The invention, as claimed, relates more particularly a pumping cell of a multiphase effluent, characterized in that it has two rotating parts, the first consisting of a wheel configured to transmit kinetic energy to each of the phases of the multiphase effluent entering the cell, and the second, making following the first, consisting of a transformation device configured to ensure the homogenization of the phases, the transfer of the kinetic energy between the phases, the training of the most slight, the transformation of kinetic energy into pressure and compression of the homogeneous effluent before the exit of said cell, all the parts said cell being mounted on the same shaft arranged axially at inside a fixed housing that has an entrance and exit of effluent multiphase, the water wheel constituting the first rotating part of said cell is constituted by a hub mounted on the axial shaft and wearing blades with a hydrodynamic profile to allow the transmission of energy kinetics to the multiphase effluent, the blades forming, between the crankcase and the hub, channels whose length is large enough to ensure the level of kinetic energy necessary for the transport of the multiphase effluent, the energy transformation device constituting the second part rotating said cell is constituted by at least one helix, continuous or discontinuous, carried by a second hub which is mounted on the axial shaft and which rotates in 4a a homogenization and energy transfer chamber delimited by the box and having a section orthonormal to the axis substantially larger than the sum of the orthornormal sections to the axis of the channels of the water wheel, the developed length of said one or more propellers being sufficiently large to ensure the efficiency of homogenization and energy transfer kinetics in view of the recovery of the pressure, the pumping cell being characterized in that the ratio of the orthonormal section to the axis of the chamber of homogenization and transfer of energy and the sum of the sections orthonormal to the axis of the channels of the waterwheel is 3 to 10.

The two components of the pumping cell according to the present invention are therefore rotary contrary to existing industrial systems, the second component ensuring in a new and original way, in combination, several rebalancing functions with respect to effects due to partial phase separation, also allowed to new and original way by the first component.
The water wheel constituting the first part rotating of a pumping cell according to the present invention is, in general, constituted by a hub mounted on the axial shaft and carrying profile blades hydrodynamic to allow the transmission of energy kinetics at the multiphase effluent, the blades forming, between the casing and the hub, channels whose length is large enough to ensure the level of energy kinetics necessary for the transport of the effluent polyphasic.
As for the energy transformation device constituting the second rotating part of a cell of according to the invention, it is, according to a mode of Particularly interesting achievement, constituted by minus one propeller, continuous or discontinuous, carried by a hub which is mounted on the axial shaft and which rotates in a homogenization chamber and energy transfer delimited by the crankcase and having an orthonormal section at the axis substantially larger than the sum of the sections orthornormal to the axis of the channels of the water wheel, the developed length of said propeller or propellers Being large enough to ensure efficiency

5 homogenization and kinetic energy transfer in view of the recovery of the pressure.
The energy transformation system must first homogenize the phases; in the case of a gas-liquid mixture, this means that it has to make sure that the liquid particles carry the gas, he transmitting kinetic energy.
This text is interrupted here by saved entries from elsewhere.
PR #6305, opened 2023-07-16
op-service,batcher,proposer: Retry when dialing RPC URLs

trianglesphere:
**Description**

This adds retries when dialing ethclient or rollupclient RPC urls. Because this now does up to 10 exponential backoffs, the dial timeout has been increased to 15s (though this may not be enough).

I have also modified the API to DialClient to no longer take a context. This is because we are not sharing the context & if we want to pass in a context, we should probably set the timeout outside the dial function.

**Tests**

None

**Metadata**

- Fixes CLI-3985


op-service/client/dial.go
```diff
@@ -0,0 +1,68 @@
...
+	if err != nil {
+		return nil, err
+	}
+
+	return sources.NewRollupClient(client.NewBaseRPCClient(rpcCl)), nil
+}
+
+// Dials a JSON-RPC endpoint repeatedly, with a backoff, until a client connection is established. Auth is optional.
+func dialRPCClientWithBackoff(ctx context.Context, log log.Logger, addr string) (*rpc.Client, error) {
+	bOff := backoff.Exponential()
```
ajsutton: The issue specifically requested linear backoff rather than exponential - we don't need exponential backoff here because the cost of making an attempt is very low. Plus we're dead in the water until this succeeds so don't want to wait any longer than we have to.

ajsutton (commented):
There's a big open question here of whether we want the node to continue trying to connect forever or if we just wanted a longer period.  Typically in my experience you want the node to continue trying but not report as healthy, whereas this will still give up and crash after a while.

Either way it's a net improvement but we probably want to check in with dev-infra before actually closing the issue. Mind you, I note that you logged the original ticket so...

op-service/client/dial.go
ajsutton: Technically it should be a fixed backoff - just retry every 2s or so.

ajsutton:
Also even with this change op-node immediately exits if L1 isn't available:
```
t=2023-07-17T09:46:35+1000 lvl=info msg="Initializing Rollup Node"
INFO [07-17|09:46:35.599] No persisted sequencer state loaded 
INFO [07-17|09:46:35.599] Rollup Config                            l2_chain_id=901 l2_network="unknown L2" l1_chain_id=900 l1_network="unknown L1" l2_start_time=1,689,213,885 l2_block_hash=0x5872a64759f8482601b6175d334dfb3c9bb7043ec6495f5dcf7c2f347b8d1a31 l2_block_number=0 l1_block_hash=0x1337f5077c1e465e123901c331822728094082a73063161d1df3f57856913e2d l1_block_number=0 regolith_time="@ genesis"
ERROR[07-17|09:46:35.603] Error initializing the rollup node       err="Post \"http://localhost:8545\": dial tcp 127.0.0.1:8545: connect: connection refused"
ERROR[07-17|09:46:35.603] Unable to create the rollup node         error="Post \"http://localhost:8545\": dial tcp 127.0.0.1:8545: connect: connection refused"
CRIT [07-17|09:46:35.603] Application failed                       message="Post \"http://localhost:8545\": dial tcp 127.0.0.1:8545: connect: connection refused"
```

I don't think `Dial` even attempts a connection for http. Seems to work for ws connections though.

trianglesphere:
> change op-node immediately exits if L1 isn't available:

The op-node has a different dial code path :(. My other PR attempts to make it slightly better, though maybe that codepath isn't fully working yet

ajsutton:
> > change op-node immediately exits if L1 isn't available:
> 
> The op-node has a different dial code path :(. My other PR attempts to make it slightly better, though maybe that codepath isn't fully working yet

It did retry when I used a `ws` URL though. I'm pretty sure `Dial` just creates the object and will never fail with http because it only creates connections on demand when requests are made. Which makes it much more complex to add retry at startup sadly.

That said, I think this is a net improvement, so if we can switch to a fixed retry schedule and edit the description to not mark the issue as fixed it's worth merging.

op-service/client/dial_test.go
```diff
@@ -0,0 +1,17 @@
...
+	"net/http"
+	"testing"
+
+	"github.com/stretchr/testify/require"
+)
+
+func TestIsURLAvailable(t *testing.T) {
+	go func() {
+		_ = http.ListenAndServe(":8989", nil)
+	}()
```
ajsutton: Shouldn't something stop this server again at the end of the test?

And this test is not going to be flaky when it starts hitting port conflicts. You probably need to listen on port 0 which will guarantee selecting a free port and you can then get the effective port to connect to.  Checking if a URL isn't available I'd probably use an unresolvable domain - sadly `example.com` actually resolves even though it's reserved for examples but can probably just use a particularly long root domain - we can probably handle updating the test if it ever gets actually registered.

ajsutton (commented):
I'm not entirely convinced about the approach of checking the port is open as that doesn't actually mean the endpoint is ready to accept requests properly so we may still get some startup failures when the first request is made but its probably good enough.

We do need to make the test safe though.

op-service/client/dial.go
```diff
@@ -0,0 +1,79 @@
...
+		return client, nil
+	})
+}
+
+func IsURLAvailable(address string) bool {
+	u, err := url.Parse(address)
+	if err != nil {
+		return false
+	}
+	conn, err := net.DialTimeout("tcp", u.Host, 1*time.Second)
```
protolambda: This timeout seems very short to me

op-service/client/dial_test.go
protolambda: +1 this, we shouldn't hardcode ports in tests.

op-service/client/dial_test.go
```diff
@@ -0,0 +1,17 @@
...
+
+	require.True(t, IsURLAvailable("http://localhost:8989"))
+	require.False(t, IsURLAvailable("http://localhost:9898"))
```
protolambda: For the false case maybe use an IPv6 black-hole IP address instead? Then the dial will always fail.

protolambda (changes requested):
Backoff/retry code looks good, but would change the timeout on the URL check + avoid hardcoded ports in the testing.

op-service/client/dial.go
trianglesphere: Dial's should be fast & we're explicitly doing retries. I can raise it a little bit, but I tend to keeping it smaller.

trianglesphere:
> I'm not entirely convinced about the approach of checking the port is open as that doesn't actually mean the endpoint is ready to accept requests properly so we may still get some startup failures when the first request is made but its probably good enough.


Definitely worth checking in on if this works in prod. I looked through the logs in the linked ticket & the issue is that host is not available which this should fix.

op-service/client/dial_test.go
trianglesphere: Fixed.

op-service/client/dial_test.go
trianglesphere: Using port 0 instead.

op-service/client/dial.go
ajsutton: There's nothing that guarantees a dial is fast. You need to go through a full TCP handshake which requires multiple round trips. If you have high ping times, some packet loss or an overloaded server it can easily exceed 1s.  Gotta think of us Aussies.... :) Remember that if this timeout is too short the node is dead in the water.

op-service/client/dial.go
```diff
@@ -0,0 +1,79 @@
...
```
protolambda:
```suggestion
	conn, err := net.DialTimeout("tcp", u.Host, 5*time.Second)
```

See other older review comment, if we fix this short timeout, e.g. by increasing it to 5 seconds (the old default dial timeout) we can merge this.

protolambda (approved):

protolambda:
```
# github.com/ethereum-optimism/optimism/op-program/host/prefetcher
host/prefetcher/retry.go:100:17: undefined: backoff.DoCtx
make[1]: *** [Makefile:17: op-program-host] Error 1
make[1]: Leaving directory '/home/circleci/project/op-program'
make: *** [Makefile:59: op-program] Error 2

Exited with code exit status 2
```
rebase missed an issue with op-program usage of the same API

ajsutton (approved):
Looks good once the new call gets updated.

hamdiallam (approved):
Looks good on the indexer changes

roninjin10 (approved):

PR #6306, opened 2023-07-16
op-challenger: Properly implement stepping against trace index 0

trianglesphere:
**Description**

When performing an attack step against trace index 0 we need to provide the absolute pre-state rather than pulling the value from the middle of the trace.

This PR also modifies the absolute pre-state that is stored in the devnet to match what the op-challenger is playing.

**Tests**

Unit tests for the op-challenger.

**Metadata**

- Fixes CLI-4198


refcell (approved):
LGTM

PR #6309, opened 2023-07-16
op-challenger: Cleanup initialization & add Act command

trianglesphere:
**Description**

This factors our some of the challenger setup code & adds an `Act` command which performs all actions against the current view of the contract & then exits. This is contrast to the primary loop mode which does this on a loop.

### DIFF
--- a/op-challenger/challenger.go
+++ b/op-challenger/challenger.go
@@ -13,38 +13,75 @@ import (
 	"github.com/ethereum/go-ethereum/log"
 )
 
-// Main is the programmatic entry-point for running op-challenger
-func Main(logger log.Logger, cfg *config.Config) error {
+type Challenger struct {
+	agent  fault.Agent
+	logger log.Logger
+}
+
+// NewChallenger creates a new challenger agent.
+func NewChallenger(logger log.Logger, cfg *config.Config) (*Challenger, error) {
 	client, err := ethclient.Dial(cfg.L1EthRpc)
 	if err != nil {
-		return fmt.Errorf("failed to dial L1: %w", err)
+		return nil, fmt.Errorf("failed to dial L1: %w", err)
 	}
 
 	txMgr, err := txmgr.NewSimpleTxManager("challenger", logger, &metrics.NoopTxMetrics{}, cfg.TxMgrConfig)
 	if err != nil {
-		return fmt.Errorf("failed to create the transaction manager: %w", err)
+		return nil, fmt.Errorf("failed to create the transaction manager: %w", err)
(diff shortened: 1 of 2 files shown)


op-challenger/challenger.go
```diff
@@ -13,38 +13,75 @@ import (
...
+func MainAct(logger log.Logger, cfg *config.Config) error {
+	c, err := NewChallenger(logger, cfg)
+	if err != nil {
+		return err
+	}
+
+	logger.Info("Fault game started in single action mode")
+	c.Act()
+	return nil
+}
```
ajsutton, line 87: This seems a bit weird. It's not really a main method. I'd say the programmatic entry point is just `MainLoop` because the functionality of the program is to constantly watch games and perform actions.  If a single step is desired, it's probably better to just create the challenger and call `Act` once.

For the loop version it probably is worth passing in a `Context` as  well the log and config - then you could programmatically exit the loop by cancelling the context.  And the CLI library conveniently provides a Context as well so that would then hook into it nicely to handle graceful shutdown.

op-challenger/cmd/main.go
```diff
@@ -65,6 +65,24 @@ func run(args []string, action ConfigAction) error {
...
+				logger.Info("Starting op-challenger", "version", VersionWithMeta)
+
+				cfg, err := config.NewConfigFromCLI(ctx)
+				if err != nil {
+					return err
+				}
+				return op_challenger.MainAct(logger, cfg)
+			},
+		},
+	}
```
ajsutton, line 85: ah, I see why there's a second main entry point now...

I wonder if it would be simpler to just have a `--one-shot` or `--single` CLI option that then goes into the config and the main method switches between calling Loop or Act.  Would save duplicating the init code and isn't an uncommon pattern.

ajsutton:
I definitely like having the logic moved into `Challenger` with the `Act` and `Loop` functions. Both of those are business logic and so good to separate from the wiring type code that should live in Main.

op-challenger/cmd/main.go
trianglesphere: yea, this was the thing that was slightly weird. There's also the fact that `op_chalenger.MainLoop` is passed to `run`, but `op_challenger.MainAct` is directly called here.

My preference is to having different sub-commands. I think it's more likely that we want the ability to run an instance of the challenger on a specific game or only have it watch the output. By default it might bundle everything, but I do want to be able to unbundle it.

trianglesphere:
This seems to have been superseded by other PRs.

PR #6310, opened 2023-07-17
op-challenger: Add tests for Position attack and defend

ajsutton:
**Description**

Added tests for `Position` `Attack` and `Defend` methods.


trianglesphere (approved):
Lgtm

PR #6313, opened 2023-07-17
Revert "fix: Add missing contract deployments to contracts-bedrock"

tynes:
**Description**

This reverts commit 360cb821c3133b27f8d2605183781a93ed73e30d.

The artifacts here are all legacy and should not be used, the set of remaining artifacts are the contracts that we care about


maurelian (approved):
This list of contracts is safe to remove. 
They are all either unused, or have been renamed.

PR #6314, opened 2023-07-17
feat(op-challenger): FDG Caller

refcell:
**Description**

Adds a simple contract caller with logs for visibility into the FDG contract during calls. Makes debugging a little bit easier.


refcell:
* develop
  * **PR #6314** <a href="https://app.graphite.dev/github/pr/ethereum-optimism/optimism/6314" target="_blank">Graphite</a>  👈

This comment was auto-generated by [Graphite](https://app.graphite.dev/github/pr/ethereum-optimism/optimism/6314?utm_source=stack-comment).

op-challenger/challenger.go
```diff
@@ -40,11 +41,26 @@ func Main(logger log.Logger, cfg *config.Config) error {
...
+	if err != nil {
+		return fmt.Errorf("failed to bind the fault contract: %w", err)
+	}
+
 	logger.Info("Fault game started")
 
 	for {
 		logger.Info("Performing action")
 		_ = agent.Act()
+		status, err := caller.GetGameStatus(context.Background())
```
trianglesphere: This is a good thing to pull out into a function which either returns the info or does the logging.

refcell: Ah I like that design, will do.

op-challenger/fault/caller.go
```diff
@@ -0,0 +1,79 @@
...
+
+// GetClaimDataLength returns the number of claims in the game.
+func (fc *FaultCaller) GetClaimDataLength(ctx context.Context) (*big.Int, error) {
+	return fc.ClaimDataLen(&bind.CallOpts{Context: ctx})
+}
+
+func (fc *FaultCaller) LogClaimDataLength() {
+	claimLen, err := fc.GetClaimDataLength(context.Background())
+	if err != nil {
+		fc.log.Error("failed to get claim count", "err", err)
```
ajsutton, line 86: Should return here rather than proceeding to log an incorrect number of claims.

op-challenger/fault/caller.go
```diff
@@ -0,0 +1,79 @@
...
+// 1: Challenger Won
+// 2: Defender Won
+func (fc *FaultCaller) GetGameStatus(ctx context.Context) (uint8, error) {
+	return fc.Status(&bind.CallOpts{Context: ctx})
+}
+
+func (fc *FaultCaller) LogGameStatus() {
+	status, err := fc.GetGameStatus(context.Background())
+	if err != nil {
+		fc.log.Error("failed to get game status", "err", err)
```
ajsutton, line 72: Should return here instead of proceeding to log incorrect game status.

op-challenger/fault/caller.go
```diff
@@ -0,0 +1,79 @@
...
+	return &FaultCaller{
+		caller,
+		log,
+	}, nil
+}
+
+// LogGameInfo logs the game info.
+func (fc *FaultCaller) LogGameInfo() {
+	fc.LogGameStatus()
+	fc.LogClaimDataLength()
```
ajsutton: Could I suggest we reduce this down to a single log line. So we get something like `Game status addr=0x1234 claims=10 status=In Progress`. Makes it much easier to find and read the log lines.  The address isn't really important now but may as well include it since we'll eventually support multiple games and it's easy to include now.

I'd just not log the status if either piece of info can't be retrieved for simplicity.

ajsutton (commented):
Good idea - these kind of logs will be really useful in production.

op-challenger/fault/caller.go
refcell: 100% always happy to simplify

ajsutton (approved):
LGTM.

PR #6316, opened 2023-07-17
feat(ctb): Support variable length traces in `FaultDisputeGame`

clabby:
# Overview

Adds support for variable length traces in a fixed-depth `FaultDisputeGame`. A requirement of the game is that it properly handles players disputing traces of different lengths within the same depth tree, and previously, using a trace that was shorter than `2^{MAX_GAME_DEPTH}` instructions caused funky behavior.

In the games below, we have 2 players:
* Charlie (green): `abcdefgh`
* Mallory (red): `abcdexyz`

In this game, Mallory creates an incorrect root claim committing to `z`. Charlie attacks this claim with `h`, which is his full trace. This is because the tree supports a trace length up to 16, so the actual bisection of their trace starts at d=2 rather than d=1.
Gindices (11)
Once the players make it to the point where they can perform an instruction step, there was a bug pertaining to defense steps. Here, the step from `E` (agreed) -> `F` (charlie's claim @ trace index = 5) produces the correct post state, but Mallory's `E` needs to be countered due to it agreeing with the incorrect root claim. In the current contract, this invalid claim is unable to be countered because the step function reverted every time it produced the expected post state.

To fix this, we can follow @ajsutton's decision tree for defense steps by including information about the difference between the parent / post state claims' positions:
| Condition | Result |
| ---------- | ------ |
| VM Step produces correct post state & depth diff is odd | Leaf can be countered |
| VM Step produces correct post state & depth diff is even | Valid step; Revert |
| VM Step produces incorrect post state & depth diff is odd | Valid step; Revert |
| VM Step produces incorrect post state & depth diff is even | Leaf can be countered |

The above rules also work for a flipped game where the root claim is valid:
Gindices (12)

**Tests**
* Added arena tests for half-length and quarter-length traces with both correct & incorrect root claims.

**Metadata**
Fixes CLI-4197


refcell (approved):
LGTM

To do this, you have to ensure sufficient mixing length: this is the role of the propeller (s), dynamic mixer, capable to homogenize the phases. Once the mixture is homogenized, the transformation of kinetic energy into pressure is achieved by a sharp decrease in speed due to the increase of the section of the chamber. Finally, chamber-propeller system (s) is such that it achieves the same time the compression of the homogeneous effluent, essentially of its gaseous phase, before leaving the cell, this effect can be further strengthened if one varies the angle of the propeller or propellers by increasing it in direction of the exit of the cell.
All functions essential to the energy recovery from the pressure in the effluent polyphasic are specific to the present invention. The classical stator of existing industrial systems only insures not at all the process of exchange between phases, limiting to transfer the flows to the output in more or less separate phases, which leads to the degradation of the multiphase efficiency E.
After having thus expressed the characteristics fundamental fundamentals of the two rotating parts constituting the pumping cell according to the invention, describe particular embodiments, not the geometry of these two parts

6 - The relationship between the orthonormal section and the axis of the homogenization and energy transfer chamber of the energy transformation device and the sum orthonormal sections to the axis of the channels of the hydraulic wheel is in particular from 3 to 10.
- The or each propeller, continuous or discontinuous, of the energy transformation device spans a angle of at least 270, advantageously taking a turn full.
- Two or three propellers, continuous or discontinuous, can also be provided for the device of energy transformation, which are then advantageously staggered axially in a regular manner and angularly offset from each other respectively 180 and 1200.
- The angle of inclination of one or each propeller of the energy transformation device compared to a plane perpendicular to the tree in the direction of the output of the pumping cell is advantageously of the order of 10, able to grow towards the exit where he can be 20.
- The water wheel may have a constant diameter or variable, the ratio between the outside diameter (Ds) of said wheel at the exit and its outside diameter at the entry (De) being in particular from 1 to 3. Unlike to the known helico-axial impellers, the diameter outside the water wheel of the cell pumping according to the present invention can increase in direction of the exit, to accentuate the transfer of kinetic energy to the phases.
Moreover, compared to semi-axial impellers known, we can indicate that the channels of the wheel hydraulic system of the cell according to the present invention are of sufficient length that the phenomena energy levels stabilize, which means that accepts a partial separation of the phases. In these conditions, in the case of a gas-liquid effluent, the

7 liquid particles whose kinetic energy is large, focus on the outer wall, and, at the out of the water wheel, inside a channel, there is gas, followed by a gas-liquid mixture and a layer of liquid on the outside.
As for the channels, they are advantageously identical, for example, their number may be between 4 and 10. Their length is in particular equal to From + Ds kx, where k is between 0.5 and 1.5.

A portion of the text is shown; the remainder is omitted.